The Tunnel That Will Resurface
In 2022, during restoration work near Delhi Legislative Assembly, a 120-meter-long brick-lined tunnel will be discovered. Officials will claim it connects to the Red Fort, used during the British era to move prisoners secretly between colonial sites and jails. The tunnel will be sealed and crumbling, but its discovery will reignite Delhi’s obsession with its underground world.
“It’s not just a myth anymore,” an officer will tell the press. “Parts of the tunnel still exist, though they are unsafe.” The news will spread across Delhi like wildfire — confirming what folklore has whispered for centuries: that beneath the Mughal grandeur, Delhi hides a labyrinth of forgotten paths.
Fact or Mughal Fantasy?
Architectural historians will continue to debate the purpose of these tunnels. Some will believe they were built as escape routes for the royal family during sieges. Others will argue that they were drainage systems or service passages for the Yamuna-facing palaces. And a few romantics will say they led to the “Zafar Mahal” — Bahadur Shah Zafar’s private quarters, or even further, to the ancient city of Firozabad.

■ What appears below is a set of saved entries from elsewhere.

PR #376, opened 2025-03-24
Intial value to difficulty so it don't raise an wrong error

### LINKED ISSUE #373: Save personal trick - Difficulty can not be empty anymore
When creating a new personal trick the validation does not allow it anymore to leave the "Difficulty"-field empty. This should be possible in order for the difficulty to be undefined and therefore get the "Not determined" difficulty for tricks where the difficulty is not decided yet.

To solve this change the validation of the difficulty in such a way that the field can be empty.

Dosbodoke:
Fixes #373 

# The issue

After further exploration I found that the field was accepting an empty value, but it was necessary to type something and delete

The possible values for the fields are a `number` or an empty string `""` that enables it to be optional, but the initial value was `undefined`, making it fail on the zod validation

The data flow of typing and deleting was **undefined => value => ""**

# The fix

Add `difficulty: ''` to the useForm initialValues so it doesn't start as undefined and the validation works nicely.

# How to test

Open the `tricks/new` page, type a technical name and save it, it should work.

### DIFF
--- a/src/i18n/error/error.pt.json
+++ b/src/i18n/error/error.pt.json
@@ -3,7 +3,7 @@
   "home": "Início",
   "debug-info": "Informações de depuração",
 
-  "INPUT_REQUIRED": "Este campo é obrigatório",
+  "Required": "Este campo é obrigatório",
   "INPUT_NOT_NUMBER": "Por favor, insira um número",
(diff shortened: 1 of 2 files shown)


JulianDietzel:
Thanks for the explanation and the PR in general. Super clean fix, works as expected :+1:

Issue #355, opened 2025-01-29
Save personal tricks - Add menu to set variation of


JulianDietzel:
# Feature
In the menu to create new tricks the user should be able to specify 0 - n tricks that it is a variation of (a Double Sofa Roll is a variation of the regular Sofa Roll).

# Note
Consider that this will require a very similar menu as the one needed for #354. You probably want to reuse that one or (if this one is worked on first) create the component for this option as very general and reusable so that it can be used in the other PR as well.

Dosbodoke:
What do you suggest? A dropdown with some tricks as options? ( we may use a combobox for this https://www.shadcn-vue.com/docs/components/combobox.html )

Also, how do we will categorize tricks that can be used as these options?

JulianDietzel:
I have an idea for how to do this. I'll send a sketch of what I am thinking of the next couple of days.

As a sidenote: This issue is closely linked to #354, so we should consider the solution / design for these two issues as one.

JulianDietzel:
I was just about to present my idea for a design and then noticed that we have conflicting information in regards to the `variationOf` attribute. [In the initial planning, the wiki](https://github.com/bastislack/highline-freestyle/wiki/Backend-Overview#database-level) and the [currently used database schema](https://github.com/bastislack/highline-freestyle/blob/eea412676292cd9287d413b07f37c3fa16fea6fd/src/lib/database/schemas/Version1Schema.ts) `variationOf` is a list of tricks, while in this issue asks for 0 to 1 tricks for the `variationOf`. I would generally stick with the schema and the documentation but the version of this issue seems to make a lot more sense to me.

I've messaged @bastislack to resolve this inconsistency, so that we can move forward with this issue here.

In the meantime I will share my idea for adding multiple tricks in #354 as there we will for sure need a list of tricks.

JulianDietzel:
Talking to @bastislack, the backend, implementation and documentation are correct and this issue was incorrectly phrased by me. A trick can be a variation of multiple tricks. This is rare but possible. As an example he named the _Nerdflip_, which is a variation of both a _Boomerang_ and a _Rubik's Cube_.

I updated the description of this issue to the correct number of variation-of-tricks. As a result, the form fields of this issue and #354 will be identical and can be reused.

JulianDietzel:
Could you explain what you mean by this exactly @Dosbodoke ?

> Also, how do we will categorize tricks that can be used as these options?

JulianDietzel:
Addressed in #378

PR #378, opened 2025-03-29
feat: add "variation of" field to new trick page

JulianDietzel:
Addresses #355. It was a pain to implement but it works now.

Functional and translated into English, Spanish and French. The Portuguese translation is missing, I will open a PR for this shortly.

# Screenshot
Screen Shot 2025-03-28 at 19 19 31

### DIFF
--- a/package-lock.json
+++ b/package-lock.json
@@ -16,6 +16,7 @@
         "dexie": "^3.2.4",
         "lucide-vue-next": "^0.294.0",
         "radix-vue": "^1.9.10",
+        "reka-ui": "^2.1.0",
         "tailwind-merge": "^2.0.0",
         "tailwindcss-animate": "^1.0.7",
         "vee-validate": "^4.15.0",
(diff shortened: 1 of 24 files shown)


JulianDietzel:
Related translation issue: #380

bastislack:
Awesome! It looks great :)
What were the most painful parts about the implementation?

JulianDietzel:
Thanks :), glad you like it.

The main issue for me was understanding how the form data is handled. There is an interplay between vue, vee-validate and zod in the form and I had little knowledge of zod and close to no knowledge of vee-valide up to this point. All those libraries do play together but have their own opinion how data should be handled and passed around. All this was not helped by the fact that some of the components I used came from shadcn, yet another source, with again its own opinions on the matter.

Then on top of that I had to figure out how exactly @WaldemarLehner dealt with all of this almost two years ago in his implementation to adapt to it. (And I do recall him having a bit of a fight with shadcn as well back then)

Finally add the standard humanness of missing an important line here or making a reasonable but false assumption there and the frustration was complete.

Do I have the phrase "I hate frameworks" in my DuckDuckGo search queries now? Perhaps. But man was it a relief when it finally clicked and worked yesterday evening :D. And I think I understand the system well enough now that new form components should be a lot easier to implement.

But one thing will remain certain: the Red Fort was not just an architectural marvel above ground; it was a strategic masterpiece below it too. Mughal engineers were masters of secret architecture — from hidden stairways to concealed water systems — and tunnels will fit perfectly into that legacy.
When the British Will Walk These Paths
After 1857, when the British will capture Delhi, they will take over the Red Fort and use its structures as military barracks and prisons. Rumors will grow that colonial officers found existing tunnels and used them to transfer freedom fighters discreetly. Some old maps of the era will even show faint dotted lines leading from the fort to Kashmere Gate and Civil Lines.
But like many colonial stories, this one will be part truth, part intrigue. What the British didn’t reveal might still lie buried — under Delhi’s roads, metro lines, and history itself.
The Ghosts That Will Guard the Past
Every fort has ghosts, and the Red Fort’s spirits will prefer to stay underground. Locals will say that during certain nights, especially near Diwan-i-Khas, faint sounds of footsteps can be heard echoing from below the floor. Others will tell stories of cold air rising from old sealed wells — as if the tunnels still breathe.
Whether you will believe in ghosts or geology, these stories will keep Delhi’s nights alive with curiosity. Because in a city that has seen a thousand empires, who can say what truly sleeps beneath?
Modern Delhi Will Try to Find Them
As metro tunnels will snake under Old Delhi and restoration projects will dig deeper, Delhi’s archaeologists will continue to search for the lost paths. Ground-penetrating radars, heritage surveys, and old Mughal maps will be studied to piece together the underground puzzle. A few segments will be found, many lost forever, and some sealed to protect them from collapse.
Delhi will realize that the city it knows above ground is only half the story — the rest lies hidden, waiting for someone brave enough to uncover it.
What Will the Tunnels Reveal?
If these tunnels will ever be fully explored, they might reveal clues about Delhi’s Mughal engineering, secret routes for royal escape, or even evidence of British colonial passages. They might also show how the Yamuna’s course once hugged the fort — a reminder that Delhi’s geography has changed as much as its rulers.
But perhaps, the greatest truth they will reveal is this — that Delhi was built not just with stone and marble, but with imagination, mystery, and a little bit of magic.
Conclusion – Delhi Will Always Keep a Secret
Whether these tunnels are real or just the city’s favorite myth, they will remain part of Delhi’s allure. Because in Delhi, every rumor has roots, and every root has a story. The Red Fort will continue to stand tall, watching centuries pass, guarding its mysteries below ground and its pride above it.
And maybe someday, when another wall will crumble, Delhi will whisper again — revealing one more piece of the story it was never ready to tell.